**** Extracted entries

PR #149, opened 2020-11-02
GUACAMOLE-221: Document connection parameter prompting.

necouchman:
Seems like there isn't all that much to update for parameter prompting, so hopefully this takes care of it. Let me know if anything else needs to be added/adjusted.

### DIFF
--- a/src/chapters/configuring.xml
+++ b/src/chapters/configuring.xml
@@ -1635,15 +1635,18 @@ tcp6       0      0 :::4713                 :::*                    LISTEN</comp
                     domain parameters are omitted. One notable exception to this is Network Level
                     Authentication, or NLA, which performs all authentication outside of a desktop
                     session, and thus in the absence of a graphical interface.</para>
-                <important>
-                    <para>If your server requires NLA, you <emphasis>must</emphasis> provide a
-                        username and password. Leveraging Guacamole's <link
-                            xmlns:xlink="http://www.w3.org/1999/xlink" linkend="parameter-tokens"
-                            >parameter tokens</link> and <link
-                            xmlns:xlink="http://www.w3.org/1999/xlink" linkend="ldap-auth">LDAP
-                            support</link> to integrate with Active Directory and automatically pass
-                        through credentials is a common configuration.</para>
-                </important>
+                <para>Servers that require NLA can be handled by Guacamole in one of two ways. The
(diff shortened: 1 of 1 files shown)


src/chapters/configuring.xml
```diff
@@ -6195,6 +6195,33 @@ guaclog: INFO: All files interpreted successfully.</computeroutput>
...
+                authenticators were not provided as part of the connection configuration.
+            </para>
+            <important>
+                <para>It is important to note that requests for parameters will only be
+                    generated in the case where that information has not already been
+                    provided as part of the connection. The user will never be asked for
+                    parameters that replace or override connection parameters where
+                    values have been configured as part of the connection, including
+                    authentication information. For example, if a connection to a
+                    RDP server specifies a username and password, and that username
```
mike-jumper, line 6219: I think this should be clarified to refer to a "connection configuration" or "the configuration of a connection" or similar, rather than just "connection".

src/chapters/configuring.xml
```diff
@@ -6195,6 +6195,33 @@ guaclog: INFO: All files interpreted successfully.</computeroutput>
...
+                    or password is incorrect and results in an  authentication failure,
+                    the connection will fail and the user will not be prompted for
+                    alternative credentials.</para>
```
mike-jumper, line 6222: > ... the user will not be prompted for alternative credentials.

Some RDP servers will still take it upon themselves to display a login screen and prompt for correct credentials (if NLA is not in use). It's good to assure the admin that Guacamole will not prompt the user for these things, but I think we should be more specific with that assurance.

mike-jumper (changes requested):

mike-jumper (commented):
Looks good.

Thoughts on other parts of the docs referencing NLA? I think the following is no longer correct, and there may be others:

> If your server requires NLA, you must provide a username and password. Leveraging Guacamole's parameter tokens and LDAP support to integrate with Active Directory and automatically pass through credentials is a common configuration.

necouchman:
> Thoughts on other parts of the docs referencing NLA? I think the following is no longer correct

Sure, I'll take a look through and make sure those get cleaned up.

necouchman:
Okay, I've updated a couple of the other sections that talk about NLA to include some words on prompting.

mike-jumper (approved):

PR #151, opened 2020-11-21
GUACAMOLE-1219: Allow TOTP to be disabled by group membership

janhf:
Adds the documentation for the new configuration parameter.


necouchman:
Please note that this now needs to be re-worked in the new Sphinx format of the manual.

PR #160, opened 2021-02-22
GUACAMOLE-747: Add verbiage to point users to example branding code.

necouchman:


src/chapters/guacamole-ext.xml
```diff
@@ -308,6 +308,10 @@
                 its contents will automatically be inserted directly below the login dialog (the
                 only element that would match <code>.login-ui .login-dialog</code>) as if they were
                 part of Guacamole's HTML in the first place.</para>
+            <para>An example of an extension that modifies style and HTML components for the purpose
+                of providing custom "branding" of the Guacamole Client interface can be found in the
```
mike-jumper, line 312: I think this should be "Guacamole interface" rather than "Guacamole Client interface".

src/chapters/guacamole-ext.xml
```diff
@@ -308,6 +308,10 @@
...
+                <filename>doc/guacamole-branding-example</filename> directory of the Guacamole
+                Client source code.</para>
```
mike-jumper, line 314: For clarity, I think this should be "the guacamole-client source code". Might also be helpful to link to: https://github.com/apache/guacamole-client/tree/master/doc/guacamole-branding-example

mike-jumper (changes requested):

src/chapters/guacamole-ext.xml
necouchman: Hopefully the way I did it makes sense - let me know if the wording is too awkward.

mike-jumper (approved):

PR #1067, opened 2025-10-29
fix: remove v from kmcp tag

EItanya:


antweiss:
Oops, just opened an identical PR :))

PR #1071, opened 2025-10-29
feat: Use Sandbox Runtime for Bash tool and refactor artifact utils tools

supreme-gg-gg:
This PR expands features from #1062 and integrates with #1077.

- Wrap bash commands with Anthropic Sandbox Runtime ("srt") to replace manually handling security
- Creates working directory for agent based on session id, where `skills/` is symlinked to the `/skills` loaded into the container or any other customised skills base path. This directory is where all commands are run, python imports from skills are handled by modifying the `PYTHONPATH` env variable 
- Added write, read, edit file tools to help the agent perform better at simple coding tasks when skill requires them
- The following enhancement to artifact related utils
  - Tool to "stage" artifact from the storage to working directory so the agent can perform action on them
  - Tool to "return" output artifacts from working directory to the storage so the client can download later
  - Currently, working with artifacts require custom `Runner` loop (run locally) due to frontend limitations

## Testing

Features in this PR will work to the full capacity of the examples listed in #1062, this includes everything from accessing skills to writing code, managing dependencies, and creating files / images, **subject to the limitations below**.

## Limitations

- This only works locally, to work in BYO or any other environment we need to install srt + setup `.srt-config.json` properly, for local testing just adding `pypi.org` to allowed network

### DIFF
--- a/python/packages/kagent-adk/src/kagent/adk/cli.py
+++ b/python/packages/kagent-adk/src/kagent/adk/cli.py
@@ -13,7 +13,7 @@ from kagent.core import KAgentConfig, configure_tracing
 from .skill_fetcher import fetch_skill
 
 from . import AgentConfig, KAgentApp
-from .skills.skills_plugin import add_skills_tool_to_agent
+from .skills.skills_plugin import SkillsPlugin
 
 logger = logging.getLogger(__name__)
 logging.getLogger("google_adk.google.adk.tools.base_authenticated_tool").setLevel(logging.ERROR)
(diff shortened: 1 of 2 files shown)


python/packages/kagent-adk/src/kagent/adk/cli.py
```diff
@@ -41,9 +41,11 @@ def static(
     skills_directory = os.getenv("KAGENT_SKILLS_FOLDER", None)
     if skills_directory:
         logger.info(f"Adding skills from directory: {skills_directory}")
-        add_skills_tool_to_agent(skills_directory, root_agent)
+        plugins = [SkillsPlugin(skills_directory=skills_directory)]
 
-    kagent_app = KAgentApp(root_agent, agent_card, app_cfg.url, app_cfg.app_name)
```
supreme-gg-gg, line 46: I changed this to use plugin instead of directly adding tools because it handles creating temporary session paths as well

PR #1077, opened 2025-10-30
feat: skills for declarative agents

yuval-k:
pull in skills to the agent from a docker registry. This is done in an init container:
- so it also works for BYO agents (i.e. this part is now not framework dependent)
- so it skills fails to pull the pod fails to start, i think that would give better feedback for users

follow up tasks
- [ ] use a different venv for sandbox with bunch of python packages
- [ ] maybe: support multiple skills in one image
- [ ] validate the skill image has a SKILL.md file and is at most 10MB
- [ ] make running code not require privileged

### DIFF
--- a/go/internal/controller/translator/agent/testdata/inputs/agent_with_code.yaml
+++ b/go/internal/controller/translator/agent/testdata/inputs/agent_with_code.yaml
@@ -34,7 +34,7 @@ objects:
     spec:
       type: Declarative
       declarative:
-        executeCode: true
+        executeCodeBlocks: true
         description: A basic test agent
         systemMessage: You are a helpful assistant.
         modelConfig: basic-model
--- a/go/internal/controller/translator/agent/testdata/inputs/agent_with_skills.yaml
+++ b/go/internal/controller/translator/agent/testdata/inputs/agent_with_skills.yaml
@@ -33,7 +33,7 @@ objects:
       namespace: test
     spec:
       skills:
-        images:
+        refs:
           - foo:latest
       type: Declarative
       declarative:


go/api/v1alpha2/agent_types.go
```diff
@@ -53,6 +53,23 @@ type AgentSpec struct {
...
+type SkillForAgent struct {
+	// Fetch images insecurely from registries (allowing HTTP and skipping TLS verification).
+	// Meant for development and testing purposes only.
+	// +optional
+	InsecureSkipVerify bool `json:"insecureSkipVerify,omitempty"`
+
+	// The list of skill images to fetch.
+	// +kubebuilder:validation:MinItems=1
+	// +kubebuilder:validation:MaxItems=20
+	Images []string `json:"images,omitempty"`
```
EItanya: I don't love the name images because that's an Implementation detail, maybe reference, uri, something like that?

go/api/v1alpha2/agent_types.go
```diff
@@ -85,6 +102,8 @@ type DeclarativeAgentSpec struct {
 
 	// +optional
 	Deployment *DeclarativeDeploymentSpec `json:"deployment,omitempty"`
+
+	ExecuteCode *bool `json:"executeCode,omitempty"`
```
EItanya: Can we be more specific about this field name, specifically this executor will execute code that is returned from the API directly, not files or anything like that. Also, maybe this should be an struct as we may want to support multiple executors in the future?

go/internal/controller/translator/agent/adk_api_translator.go
```diff
@@ -1084,16 +1137,19 @@ func getDefaultLabels(agentName string, incoming map[string]string) map[string]s
...
 		"--host",
 		"0.0.0.0",
 		"--port",
 		fmt.Sprintf("%d", port),
 		"--filepath",
 		"/config",
 	}
+	needSandbox := false
+	if ptr.Deref(agent.Spec.Declarative.ExecuteCode, false) {
+		args = append(args, "--code")
```
EItanya: This option should probably be in the agent config.

python/Dockerfile
```diff
@@ -47,6 +47,18 @@ RUN addgroup -g 1001 pythongroup                           && \
     mkdir    -p /python                                    && \
     chown    -vR 1001:1001 /.kagent /python
 
+# Install anthropic sandbox runtime and dependencies
+RUN --mount=type=cache,target=/var/cache/apk,rw \
+    apk add \
+    nodejs npm bubblewrap socat ripgrep
+
+RUN npm install -g @anthropic-ai/sandbox-runtime@0.0.1
```
EItanya: This version doesn't work with the config :(, need to build from source

python/packages/kagent-adk/src/kagent/adk/skill_fetcher.py
```diff
@@ -0,0 +1,104 @@
...
+def fetch_skill(skill_image: str, destination_folder: str, insecure: bool = False) -> None:
+    """
+    Fetch a skill packaged as an OCI/Docker image and write its files to destination_folder.
+
+    Assumptions:
+    - We do not depend on a local Docker daemon.
+    - We pull the manifest directly from the registry (anonymous) and download only the LAST layer.
+    - We read at most 10MB from the registry to avoid OOM/abuse.
+    - If the last layer is a tar+gzip layer, we extract all files to destination_folder.
+    - If the last layer is a custom wasm artifact, we store it as plugin.wasm in destination_folder.
```
EItanya: Wasm?

python/packages/kagent-adk/src/kagent/adk/skill_fetcher.py
```diff
@@ -0,0 +1,104 @@
...
+        name_part, ref = image.split("@", 1)
+        # cover the case of both tag and digest present
+        # Split tag vs registry port: use last ':' after last '/'
+        slash = name_part.rfind("/")
+        colon = name_part.rfind(":")
+        if colon > slash:
+            name_part, ref = name_part[:colon], name_part[colon + 1 :]
+    else:
+        colon = name_part.rfind(":")
+        name_part, ref = name_part[:colon], name_part[colon + 1 :]
```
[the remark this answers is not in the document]
yuval-k: its not a problem

python/packages/kagent-adk/src/kagent/adk/skill_fetcher.py
```diff
@@ -0,0 +1,104 @@
...
+    # Extract the tarball
+    with tarfile.open(tar_path, "r") as tar:
+        tar.extractall(path=destination_folder)
+
+    # Remove the tarball
+    os.remove(tar_path)
+    # remove the Dockerfile if exists, as it's not needed for the agent
+    try:
+        os.remove(os.path.join(destination_folder, "Dockerfile"))
+    except FileNotFoundError:
```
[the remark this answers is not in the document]
yuval-k: i just removed the whole line

go/internal/controller/translator/agent/adk_api_translator.go
```diff
@@ -330,9 +330,54 @@ func (a *adkApiTranslator) buildManifest(
...
+	needSandbox := cfg != nil && cfg.ExecuteCode
+
+	var initContainers []corev1.Container
+
+	if len(skills) > 0 {
+		skillsEnv := corev1.EnvVar{
+			Name:  "KAGENT_SKILLS_FOLDER",
+			Value: "/skills",
+		}
+		needSandbox = true
```
peterj, line 350: by setting this to true here, are saying that if you add skills to the agent you'll always also need a sandbox? Are there agents with skills that won't need to execute code?

yuval-k: there are skills that don't have code... but we don't know it ahead of time...

python/packages/kagent-adk/src/kagent/adk/skill_fetcher.py
yuval-k: copy-paste

go/api/v1alpha2/agent_types.go
yuval-k: change to refs

go/api/v1alpha2/agent_types.go
yuval-k: changed to `ExecuteCodeBlocks` so it's more clear

EItanya (approved):

PR #1084, opened 2025-11-04
docker compose file conventional name should be lowercase - an issue …

eitansuez:
…when running on linux


go/cli/internal/agent/frameworks/adk/python/templates/docker-compose.yaml.tmpl
eitansuez, line 1: renamed from Docker-compose.yaml.tmpl to docker-compose.yaml.tmpl

eitansuez:
not sure what's blocking the pending checks.  also, i don't get why the top of the file says that it's auto-generated by the kagent-adk cli, but i can't seem to find any instructions or makefile targets that would regenerate the file. i suspect manually renaming the template file is safe.

PR #1094, opened 2025-11-06
fix(helm): model config for multiple providers

nlamirault:
generate **multiple ModelConfig resources** (one per provider) instead of just one for the default provider.


EItanya (commented):
This is a very interesting idea I like it! I will try and get to a deeper review ASAP but it may be after KubeCon as there is A LOT happening the next few work days.

dimetron:
maybe  we should add range over additional models of the same provider ?
It's less common to use many provider types, but use model types like (default, thinking, fast) which will be translated into additional model names under the same provider. WDYT ?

********

__Aim of the exercise__:
Where the word "below" appears in a line of the entries, copy that line.

__Response__:
                 its contents will automatically be inserted directly below the login dialog (the
Features in this PR will work to the full capacity of the examples listed in #1062, this includes everything from accessing skills to writing code, managing dependencies, and creating files / images, **subject to the limitations below**.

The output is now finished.